Qui l’eut cru ? Qui aurait pu penser que le groupe d’intérêts politiques que constituait le G13 avait déjà, en peu de temps de gestion interne, des problèmes d’ordre financier ? A priori, il était difficile de concevoir que les choses allaient si mal au sein du groupe. Il a fallu la démission de l’Honorable Rachidi Gbadamassi pour se rendre compte que ce groupe avait une vraie face qu’on ne lui connaissait pas. La démission de Rachidi Gbadamassi a donc permis de voir le G13 sous un autre angle avec une étiquette qu’on ne pouvait lui coller aussi immédiatement auparavant. Quand on fait un feed back pour analyser un tant soit peu les nombreuses déclarations de certains membres du G13, on ne s’en revient pas. Ce sont les mêmes qui ont traité le pouvoir en place de tous les noms en le vilipendant et en l’accusant de mauvaise gestion des fonds de l’Etat. C’est surtout les fonds de l’escorte qui avait été au centre de grands débats. Mais c’était sans savoir que le groupe qui avait la langue déliée pour dénoncer et critiquer sans état d’âme, était lui-même enclin à des pratiques peu orthodoxes en matière de gestion au point où certains en sont arrivés à jeter l’éponge. Si tant est que c’est sur cette base erronée et peu honnête que fonctionne le G13, on doit encore s’attendre à la cassure de ce groupe puisque les quelques intellectuels francs qui y sont vont comprendre qu’ils filent du mauvais coton et qu’ils trichent avec leur conscience. Puisqu’en réalité, les questions d’argent et d’intérêts ne peuvent pas spécifiquement sous-tendre le fonctionnement d’un groupe politique. A en croire l’honorable Rachidi Gbadamassi, d’autres comportements suspects qui ternissent l’image même du G13 ont encore cours. C’est donc certain que ceux dont l’honneur et la dignité ont de la valeur et qui continuent de militer au sein de ce regroupement, ne devraient pas tarder à lâcher ce conglomérat de forces constituées de gens de peu de conviction. Sinon, on ne peut continuer à militer farouchement pour tout le groupe alors que certains profitent en sourdine des intérêts éventuels que rapporte la lutte.

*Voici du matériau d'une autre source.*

Issue #2197, opened 2024-11-28
Dropped CTF flag orange arrow should point towards the origin location


mugg91:
## Description

A dropped CTF flag will have an orange arrow blinking and pointing to the left.
It should point to the side it was stolen from.

PR #2252, opened 2024-12-16
[fixed] CTF Flag return arrow will point towards its flag base

mugg91:
## Status

## Description
Fixes https://github.com/transhumandesign/kag-base/issues/2197

This PR makes the CTF Flag's return indicator point into the direction it was stolen from, rather than always pointing to the left.

### DIFF
--- a/Entities/Special/CTF/CTF_Flag.as
+++ b/Entities/Special/CTF/CTF_Flag.as
@@ -110,7 +110,7 @@ void onRender(CSprite@ this)
 		return;
 
 	CBlob@ blob = this.getBlob();
-	if (blob.isAttached())
+	if (blob is null || blob.isAttached())
 	{
 		//todo: render "go to here" gui
 		return;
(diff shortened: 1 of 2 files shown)


mugg91:
## Before

https://github.com/user-attachments/assets/9deba759-0403-43c4-b332-500ee8fdc31a

## After

https://github.com/user-attachments/assets/f8728f6a-7acb-446f-b9ac-54e48b49360f

mugg91:
Because it was declared as a "todo" in the script, I wrote code for showing an arrow pointing towards your nearest friendly flag base, when you are holding an enemy flag. The arrow works the same as the tunnel buttons pointing to where the tunnel is (8 possible directions). 

I would leave it out because I think it might create too much clutter on the screen. And finding your way back to your base should be part of gameplay. Just saying it's there, if there is need in the future. Or should I make a commit with the code commented out?

https://github.com/user-attachments/assets/11d4b05c-6f7a-4336-90a6-90daf2eba7a3

flagdirections

Entities/Special/CTF/CTF_Flag.as
```diff
@@ -152,14 +152,14 @@ void onRender(CSprite@ this)
 
 	if (getGameTime() % 15 > 10)
 	{
+		Vec2f base_position = blob.get_Vec2f("flag base position");
+		Vec2f flag_position = blob.getPosition();
```
Vam-Jam, line 156: use getInterpolatedPosition when rendering

mugg91: These positionings are not used for rendering, just for determining if we are on the left or right of the origin base.

asumagic:
To me, the `<`/`<<<` arrow on the progress bar is only intended to show the rate of returning.  
It doesn't really make sense to me for it to point towards where it should be returned, instead of pointing towards where the progress bar is depleting (i.e. left).

A similar convention exists for other things (sword and shield for vehicle capture) although it's not actually using arrows.

Since this doesn't really add much info I'm not sure it's worth adding.

PR #2256, opened 2024-12-18
[fixed] lever turning on immediately when placed

### LINKED ISSUE #2255: Lever will be activated when placed
## Description

After https://github.com/transhumandesign/kag-base/pull/2219 , Lever will be activated initially. It should be placed in deactivated state instead. Affects some TDM maps.

Gingerbeard5773:
resolves #2255


mugg91:
It works.

asumagic (approved):

Issue #2254, opened 2024-12-17
Wall climb status should be reset when descending


mugg91:
## Current in-game behaviour.

Archer should gain his ability to wall climb back when descending past the "can still wall climb up" limit.

https://github.com/user-attachments/assets/eed8a793-c03a-4b8f-87c3-6557a0f08e95

Related issue https://github.com/transhumandesign/kag-base/issues/2118

Issue #2118, opened 2024-09-05
trampoline should set 'blob.isOnGround()' to true on tick when used


NoahTheLegend:
**Current in-game behaviour.**

some of in-game features like wallclimb force recharge won't work if you bounce off a trampo (you need either to step on ground, be in water/on ladder, or wall jump from opposite side), making it impossible to climb staircasely in sequence wallclimb>trampo jump>(failed) wallclimb.

**Proposed Change**

title

**Additional context**

make sure it won't break hacks in other code

https://github.com/user-attachments/assets/d982c42d-8d15-4f9b-975f-0172ffd18adf

PR #2259, opened 2024-12-20
[changed] wall climb state is reset if descending past slide speed or when bouncing on a trampoline

mugg91:
## Status

## Description

Fixes https://github.com/transhumandesign/kag-base/issues/2254
Fixes https://github.com/transhumandesign/kag-base/issues/2118

This PR resets your character's wall climb state when descending down beyond the slide-speed threshold, reducing annoying situations where the game prevents you from wall climbing if you have descended but not touched the ground yet, and then have made your way back up via grapple or trampoline.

L’autre aspect de la chose qui prouve que c’est un véritable marché de dupe que constitue le G4, c’est le fait que ce groupe accepte de recevoir des enveloppes financières d’un quelconque homme politique avant que la gestion de ces fonds ne pose problème. Il est clair que les responsables du groupe sont à la solde d’hommes politiques qui tirent les ficelles dans l’ombre. La base a été donc faussée et le masque n’est tombé qu’avec le départ de Rachidi Gbadamassi. Or, nombre de Béninois croyaient en cette force que constituait le G13. Il est apparu aux yeux de tous que le fait de confier la gestion du pays à des politiciens de cet acabit serait une manière de leur donner l’occasion de mal gérer les fonds publics. Pour prouver leur innocence dans cette affaire de sous qui ternit l’image du G13, certains responsables doivent sortir de leur mutisme. Autrement, le peuple leur fera, à tort ou à raison, un procès.